Show each line of the records in which the word "linter" occurs.

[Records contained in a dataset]

↓↓↓

PR #12, opened 2021-11-04
ci(lint): adding a gha for linting

### LINKED ISSUE #9: github action for linting checks
# Summary

Linting can be a contentious topic during code reviews and can slow down the overall review process, focusing less on the design and implementation details, and more on style conflicts. Adding a static linting check can help alleviate that part of the review process entirely, and make the codebase more consistent.

Kubebuilder already scaffolds a root Makefile that contains a `lint` check, along with other related targets that help ensure maintainability: https://github.com/operator-framework/combo/blob/main/Makefile#L26-L33.

# Acceptance Criteria

Introducing a linting-style github action that runs on every PR. That workflow is responsible for checking whether there are any diffs that are produced when running any of the linting/formatting/etc. targets from the root Makefile. If any of those operations produce a diff, then return a non-zero exit code.

## Example(s)

- Run `go mod tidy` and check whether there are any root go.mod/go.tidy changes that need to be checked in
- Check whether the generated files need to be updated and checked into the branch
- Check whether any of the linting or formatting checks produce a diff (or return a non-zero exit code)

Concrete example from upstream OLM: https://github.com/operator-framework/operator-lifecycle-manager/blob/master/.github/workflows/sanity.yaml#L22.

tylerslaton:
# Summary
Adding a new CI action that runs the golangci-lint tool and fix the issues it output.

# Additions
- New CI action for linting and verifying code
- Fixes to appease the linter

Closes #9

### DIFF
--- a/.github/workflows/lint.yaml
+++ b/.github/workflows/lint.yaml
@@ -1,0 +1,21 @@
+name: ci
+on:
+  push:
+    branches:
+      - main
+  pull_request:
+    paths-ignore:
+    - '**/*.md'
+jobs:
+  sanity:
+    runs-on: ubuntu-latest
+    steps:
+      - name: Check out repository code
+        uses: actions/checkout@v2
+      - name: Install Go 1.17
+        uses: actions/setup-go@v2
+        with:
+          go-version: '1.17'
+      - name: Run sanity checks
+        run: |
+          make verify && make lint
--- a/main.go
+++ b/main.go
@@ -1,9 +1,13 @@
 package main
 
 import (
+	"log"
+
 	"github.com/operator-framework/combo/cmd"
 )
 
 func main() {
-	cmd.Execute()
+	if err := cmd.Execute(); err != nil {
+		log.Fatal(err)
+	}
 }
--- a/main.go
+++ b/main.go
@@ -1,13 +1,15 @@
 package main
 
 import (
-	"log"
+	"fmt"
+	"os"
 
 	"github.com/operator-framework/combo/cmd"
 )
 
 func main() {
 	if err := cmd.Execute(); err != nil {
-		log.Fatal(err)
+		fmt.Fprintln(os.Stderr, err)
+		os.Exit(1)
 	}
 }
--- a/pkg/combination/combination.go
+++ b/pkg/combination/combination.go
@@ -69,10 +69,6 @@ func (cs *streamImp) Next(ctx context.Context) (map[string]string, error) {
 		}
 	}
 
-	if cs.solveAhead && !cs.solved {
-		cs.solve()
-	}
-
 	if len(cs.combinations) == 0 {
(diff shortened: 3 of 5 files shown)


pkg/combination/combination.go
```diff
@@ -69,10 +69,6 @@ func (cs *streamImp) Next(ctx context.Context) (map[string]string, error) {
 		}
 	}
 
-	if cs.solveAhead && !cs.solved {
-		cs.solve()
-	}
```
timflannagan, line 74: Any reason this was removed? The linter complained about it?

main.go
```diff
@@ -1,9 +1,13 @@
...
 import (
+	"log"
+
 	"github.com/operator-framework/combo/cmd"
 )
 
 func main() {
-	cmd.Execute()
+	if err := cmd.Execute(); err != nil {
+		log.Fatal(err)
```
timflannagan, line 11: This is purely a nit so feel free to ignore: I'm personally a fan of this error handling at the main function level:

```go
if err := cmd.Execute(); err != nil {
    fmt.Fprintln(os.Stderr, err)
    os.Exit(1)
}
```

You likely get the same functionality under-the-hood with log.Fatal so that suggestion likely falls under the personal preference realm.

.github/workflows/lint.yaml
```diff
@@ -0,0 +1,21 @@
+name: ci
+on:
+  push:
+    branches:
+      - main
+  pull_request:
+    paths-ignore:
+    - '**/*.md'
+jobs:
+  unit:
```
timflannagan, line 10: Copy/paste error: you'll need a unique job identifier.

.github/workflows/lint.yaml
```diff
@@ -0,0 +1,21 @@
...
+    runs-on: ubuntu-latest
+    steps:
+      - name: Check out repository code
+        uses: actions/checkout@v2
+      - name: Install Go 1.17
+        uses: actions/setup-go@v2
+        with:
+          go-version: '1.17'
+      - name: Run unit tests
```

↑↑↑

RESPONSE TO THIS EXERCISE:
- Fixes to appease the linter
timflannagan, line 74: Any reason this was removed? The linter complained about it?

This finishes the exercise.